Task prompt: Report each line of the data that has "graphics" somewhere in it.
+ + + + + + +
PR #4316, opened 2025-12-08
Fix `google_adk` and `crewai` examples' OTEL version conflict

strickvl:
## Summary

Three changes to fix agent examples failing due to OpenTelemetry version conflicts:

1. **Pin google-adk to ≤1.14.1** - Versions 1.15.0+ cap `opentelemetry-sdk` to ≤1.37.0, conflicting with ZenML's ==1.38.0 requirement
2. **Pin crewai to ≤1.6.1** - Version 1.7.0 caps `opentelemetry-sdk` to ~=1.34.0 (meaning <1.35.0), conflicting with ZenML's ==1.38.0 requirement
3. **Combine dependency installs in CI script** - Ensures uv sees all constraints together and fails fast on conflicts

## Problem

ZenML's new log store uses `Logger.emit(body=..., attributes=...)` which requires OpenTelemetry SDK 1.38.0+. However:

| Package | OTEL Constraint | 
|---------|-----------------|
| zenml | `==1.38.0` |
| google-adk 1.15.0+ | `<=1.37.0,>=1.37.0` (exactly 1.37) |
| google-adk ≤1.14.1 | `<2.0.0,>=1.31.0` (flexible) ✅ |
| crewai 1.7.0 | `~=1.34.0` (meaning >=1.34.0, <1.35.0) |
| crewai ≤1.6.1 | `>=1.30.0` (flexible) ✅ |

The previous CI script did two separate installs, allowing the second to silently downgrade OTEL without error.

## Solution

1. **google_adk/requirements.txt**: Pin `google-adk>=1.6.1,<=1.14.1` until Google relaxes their OTEL constraint
2. **crewai/requirements.txt**: Pin `crewai>=1.2.0,<=1.6.1` until crewai relaxes their OTEL constraint
3. **run-agent-examples.sh**: Combine into single `uv pip install -e . -r requirements.txt` so conflicts are caught at install time

## Test plan

- [ ] Verify google_adk example installs successfully with combined deps
- [ ] Verify google_adk example runs without OTEL-related errors
- [ ] Verify crewai example installs successfully with combined deps
- [ ] Verify crewai example runs without OTEL-related errors
- [ ] Verify other agent examples still pass


examples/agent_framework_integrations/google_adk/requirements.txt
```diff
@@ -2,3 +2,6 @@ google-adk>=1.6.1
 zenml[local]>=0.84.3
 jinja2>=3.1.0
 secure>=0.3.0
+# Pin OTEL SDK to ensure Logger.emit(body=..., attributes=...) API is available.
+# ZenML's log store finalize() requires this API introduced in 1.38.0.
+opentelemetry-sdk>=1.38.0
```
schustmi: Shouldn't `pip/uv` figure this out if we install this requirements file, which also installs ZenML?

Or do we somehow not pin that in our zenml dependencies?

stefannica: zenml already pins opentelemetry-sdk to 1.38.0, so this should't be needed here

Issue #4752, opened 2019-03-07
Kobo Aura H2O rotation issue


Frenzie:
* KOReader version: since #4637
* Device: Kobo Aura H2O, should also be the case on Kobo Aura HD and potentially others with the same display (H2O2?)

#### Issue
Something's off with the fbink update rotation and rotation in KSM on exit. Discussion on Gitter around https://gitter.im/koreader/koreader?at=5c815e368f294b134a04908a and higher.

The update notification looks like this:
![screenshot_2019-03-07_20-23-34](https://user-images.githubusercontent.com/202757/53983448-771db680-4117-11e9-8161-886828bbf200.png)

Frenzie:
Video illustrating the problem:

[2019-03-07 21.03.11.mp4.zip](https://github.com/koreader/koreader/files/2943075/2019-03-07.21.03.11.mp4.zip)

On KSM8 there's also some turning upside down in the menus on exit, but KSM9 is fine so we can probably just ignore that.

NiLuJe:
Yeah, that was an oversight on my part ;). I'd blissfully forgotten about the quirkiness of the rotation pickel sets up on those devices, because it behaves differently on the Forma.

I just need to expand the current checks for that state to 8bpp ;).

poire-z:
Just for info: no issue at all for me with koreader 8bpp with FW 3.19 and good old KSM 07.
Btw, that may concern only users of older devices that were supported by KSM 07 - as newer devices need KSM 09 - but KSM07 has the benefit (for some) that it's all on the /mnt/onboard partition unlike newer ones. So, I'd rather like koreader to stay compatible with older KSM :)

There is just one thing, possibly related to input/gestures changes - but probably not: the issue I described at https://github.com/koreader/koreader/issues/4431#issuecomment-455847181 has happen to me 5 times over last week, when it happened previously only twice a month. But it could be just very well that I multiswipe too much now :)  and the original problem, possibly hardware related, shows itself more often with more touch events...
Still unsure what's the cause - but unlike @ptrm issue with his Clara describer on gitter, when my touch layer is unresponsive, I can still suspend with the power button - wait 20 seconds, resume, and touch is back.

NiLuJe:
@poire-z : You're using a Glo HD, right?

Could I get an excerpt of your KOReader logs, just to double-check which rotation it's in, so that I try not to break it when I fix the H2O issue? ;).

NiLuJe:
[...]

PR #4779, opened 2019-03-12
Fix fb rotation on the Forma w/ KSM

NiLuJe:
KSM is currently emulating a legacy pickel rotation (UR, 0), instead of what both pickel & Nickel do (CCW, 3) on the Forma.

Besides the bad interaction with FBInk described in #4752, I found out that the eInk driver was doing very weird things with A2 updates when UR @ 8bpp...

### DIFF
--- a/platform/kobo/koreader.sh
+++ b/platform/kobo/koreader.sh
@@ -221,7 +221,7 @@ fi
 if [ "${PRODUCT}" = "frost" ]; then
     # Only needed for KSM, pickel -> Nickel will restore its own rota properly
     if [ "${FROM_NICKEL}" != "true" ]; then
-        echo "${ORIG_FB_ROTA}" >/sys/class/graphics/fb0/rotate
+        echo "$(( (4 - ORIG_FB_ROTA) % 4 ))" >/sys/class/graphics/fb0/rotate
         # Sleep a bit, for good measure
         usleep 150000
     fi
--- a/platform/kobo/koreader.sh
+++ b/platform/kobo/koreader.sh
@@ -221,7 +221,7 @@ fi
 if [ "${PRODUCT}" = "frost" ]; then
     # Only needed for KSM, pickel -> Nickel will restore its own rota properly
     if [ "${FROM_NICKEL}" != "true" ]; then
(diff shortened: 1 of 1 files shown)


NiLuJe:
Pinging @ptrm, as I have no way to check if behaves as intended on KSM ;).

NiLuJe:
The most user-visible change as far as A2 quirks are concerned would be that FORCE_MONOCHROME will actually take now, so you won't get crappy fringes around icons when they're inverted.

platform/kobo/koreader.sh
```diff
@@ -217,6 +217,17 @@ if [ -n "${ORIG_FB_BPP}" ]; then
     ./fbdepth -d "${ORIG_FB_BPP}" >>crash.log 2>&1
 fi
 
+# Restore original fb rotation on the Forma, for KSM
+if [ "${PRODUCT}" = "frost" ]; then
+    # Only needed for KSM, pickel -> Nickel will restore its own rota properly
+    if [ "${FROM_NICKEL}" != "true" ]; then
+        # The Forma kernel inverts odd rotation constants, counteract that, àla Plato because one-liner ;p.
```
Frenzie: I'm oddly bothered by that à la without a space. :-P

NiLuJe: That's my own bad habit, AFAICT ;).

ptrm:
In general, the new `koreader.sh` works, and regardless of later orientation the touches correspond with the screen reaction. Did not have time to downgrade back to previous nightly to check if FBInk status overlay is in place, probably it will turn out tomorrow ;)

NiLuJe:
@ptrm: Thanks! I assume KSM's rotated properly on exit?

ptrm:
>I assume KSM's still rotated properly when KOReader exits?

That's right, and touch response is proper as well

NiLuJe:
Off we go, then, thanks!

ptrm:
FTR, FBInk was oriented in portrait during OTA update syncing and unpacking today

NiLuJe:
\o/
+ + + + + + +
Answer section:
-        echo "${ORIG_FB_ROTA}" >/sys/class/graphics/fb0/rotate
+        echo "$(( (4 - ORIG_FB_ROTA) % 4 ))" >/sys/class/graphics/fb0/rotate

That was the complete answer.